Recently, Hung et al. (2) described a method for labeling WBCs with 99mTc-exametazime stabilized with methylene blue and phosphate buffer. Hung et al. lightened the dark blue color of the dye by diluting the labeling medium with 12.6% acid citrate dextrose mixed with 0.8% NaCl, volume in volume. They also showed that WBCs can be labeled with a high labeling efficiency (LE), a long-lasting in vitro stability, and a preserved in vitro viability (trypan blue technique). We developed a WBC labeling method with stabilized 99mTc-exametazime and saline but using 18.75 μg methylene blue instead of the 250–500 μg used by Hung et al. and using a labeling medium with 50% leukocyte-poor plasma. We also achieved a reasonable LE and in vitro viability (eosin Y technique) (3,4). However, both studies have two serious drawbacks to recommending the use of methylene blue in WBC labeling: the limited number of experiments performed (6 in the series of Hung et al.; 8 and 10 in our series) and the lack of testing for WBC function.

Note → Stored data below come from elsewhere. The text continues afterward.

PR #2596, opened 2024-02-19
feat(nrf/spim): allow specifying drive of SPI pins

NBonaparte:
Makes nrf SPIM pin drives configurable, similar to the TWIM peripheral.
Apparently, high drive messes up interfacing with 3-wire SPI.

### DIFF
--- a/embassy-nrf/src/gpio.rs
+++ b/embassy-nrf/src/gpio.rs
@@ -189,7 +189,7 @@ impl<'d> Output<'d> {
     }
 }
 
-fn convert_drive(drive: OutputDrive) -> DRIVE_A {
+pub(crate) fn convert_drive(drive: OutputDrive) -> DRIVE_A {
     match drive {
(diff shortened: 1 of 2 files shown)


lulf (commented):
Is 'high drive' the only value that makes sense here, or could could the gpio::OutputDrive  type be used instead of a boolean?

NBonaparte:
I originally had `OutputDrive` but I changed it to bool. AFAIK, both levels have to be driven for SPI, and I'm not sure if there's a case where you would want standard drive for 0 and high for 1 (or vice versa).

Dirbaio:
TWI only has a `bool` because in TWI (I2C) *has* to be open-drain, you *never* want to drive a line high. For SPI you can do anything, I imagine one might want a weird "open-drain SPI" in niche applications, perhaps when bitbanging another protocol. I would make the config setting the full `OutputDrive`.

Also, please make the default high drive to match the previous behavior.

The purpose of our study was to test the usefulness of 99mTc-exametazime stabilized with methylene blue in the labeling of leukocytes, using our own method and a large series of blood samples, and to study the chemotactic capacity of the labeled WBCs.
MATERIALS AND METHODS
Preparation of Stabilized and Nonstabilized 99mTc-Exametazime
Exametazime fractions were previously prepared as follows: each vial of Ceretec was reconstituted with 2.1 mL N2-purged 0.9% NaCl sterile solution and split into 0.5-mL portions in separate N2-filled sterile vials. These were stored at −40°C, for a maximum of 1 mo, until their use. Nonstabilized 99mTc-exametazime was obtained by adding 1.1 mL fresh 99mTc-pertechnetate to each thawed exametazime fraction. 99mTc-pertechnetate was obtained from a generator that had been eluted within the previous 24 h. Radioactivity was always approximately 1,110 MBq.

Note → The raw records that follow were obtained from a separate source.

PR #2597, opened 2024-02-19
stm32/rcc: reset RTC on stm32l0

fe1es:


Dirbaio:
I think the issue you're seeing is due to `#[cfg(not(any(rcc_l0, rcc_l0_v2, ...)))]` a few lines above is not matching because RCC names for L0 were changed in https://github.com/embassy-rs/embassy/pull/2564 and weren't updated here.

Can you try changing it to `#[cfg(not(any(stm32l0, ...)))]` and seeing if it fixes it? the intent of this code is to reset the entire backup domain, not just RTC.

fe1es:
Do you mean changing `#[cfg(not(any(rcc_l0, rcc_l0_v2, rcc_l1, stm32h5, stm32c0)))]` to `#[cfg(not(any(stm32l0, rcc_l1, stm32h5, stm32c0)))]`? Unfortunately that didn’t fix it.

The issue I ran into is that if you run a program with rcc::LsConfig::default_lsi first, then change it to default_lse and run it again without dropping power, it gets stuck on Rtc::new.

I found that the RTC_ISR_INITF bit is never set, so it’s polled forever. It seems the RTC is not working here, as RTCSEL can’t be switched until RTCRST is set or POR is occurred once it’s selected, and LSION is cleared by system reset.

Dirbaio (approved):

PR #2600, opened 2024-02-19
Flash support for STM32H50x [wip]

tcbennun:
goals for h50:

- [x] basic working impl
- [ ] support for "disabling" dual-bank (i.e. pretending there's only 1 bank)


tcbennun:
Basic impl tested on a modified `flash.rs` example, works fine.

Dirbaio:
thank you!

PR #2605, opened 2024-02-20
USB needs PWR_CR2 USV set on STM32L4

Gekkio:
Confirmed to be needed on an STM32L422, and based on a quick look at L4/L4+ reference manuals, this bit is present and required to be set on all L4 chips that have some kind of USB peripheral (USB or OTG_FS). The `usb_otg` driver already sets it for `cfg(stm32l4)` and we should do the same thing here.


Dirbaio:
thank you!

PR #2606, opened 2024-02-20
stm32/dma: add AnyChannel, add support for BDMA on H7.

Dirbaio:
Things done now:

- Add AnyChannel
- Unify Channel/AnyChannel for H7 DMA+BDMA. This will finally allow using peripherals that are wired to BDMA.
- Remove TxDma/RxDma generics from a few drivers.

Later will do:

- Allow removing the TxDma/RxDma generics ALL drivers, thanks to AnyChannel.


Dirbaio:
bender run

Stabilized 99mTc-exametazime was obtained from 99mTc-exametazime prepared in the same way but using 1.0 mL 99mTc-pertechnetate and approximately 1,400 MBq. Two minutes later, 0.1 mL methylene blue (0.6 mg/mL in saline) was added to the vial.
The osmolarity and pH of six samples of both stabilized and nonstabilized 99mTc-exametazime were analyzed using an osmometer (Krioscop 800; Slamed, Frankfurt, Germany) and a pH meter (model 125; Corning, Medfield, MA). Therefore, we analyzed the osmolarity and pH of six samples of nonstabilized 99mTc-exametazime, following the manufacturer’s instructions, from an entire vial of Ceretec. The lipophilic fraction of 99mTc-exametazime was analyzed in all cases using the chloroform extraction technique (5).
Blood Samples
Two 45-mL samples of venous blood collected over 6 mL acid citrate dextrose were obtained from 30 healthy blood donors. Written informed consent was obtained from all donors. The leukocyte-rich pellet was obtained from each blood–acid citrate dextrose sample using the hydroxy-ethyl-starch sedimentation technique according to the consensus protocol of the International Society of Radiolabelled Blood Elements (6).
Radiolabeling of Mixed Leukocytes with Stabilized and Nonstabilized 99mTc-Exametazime
Each leukocyte-rich pellet was gently resuspended in 0.5 mL cell-free plasma using a polypropylene Pasteur-type pipette. Afterward, 0.5 mL 99mTc-exametazime (∼340 MBq, freshly prepared or stabilized 2 h before) was added to each sample. The incubation medium was mixed by swirling each test tube and was incubated for 15 min at room temperature.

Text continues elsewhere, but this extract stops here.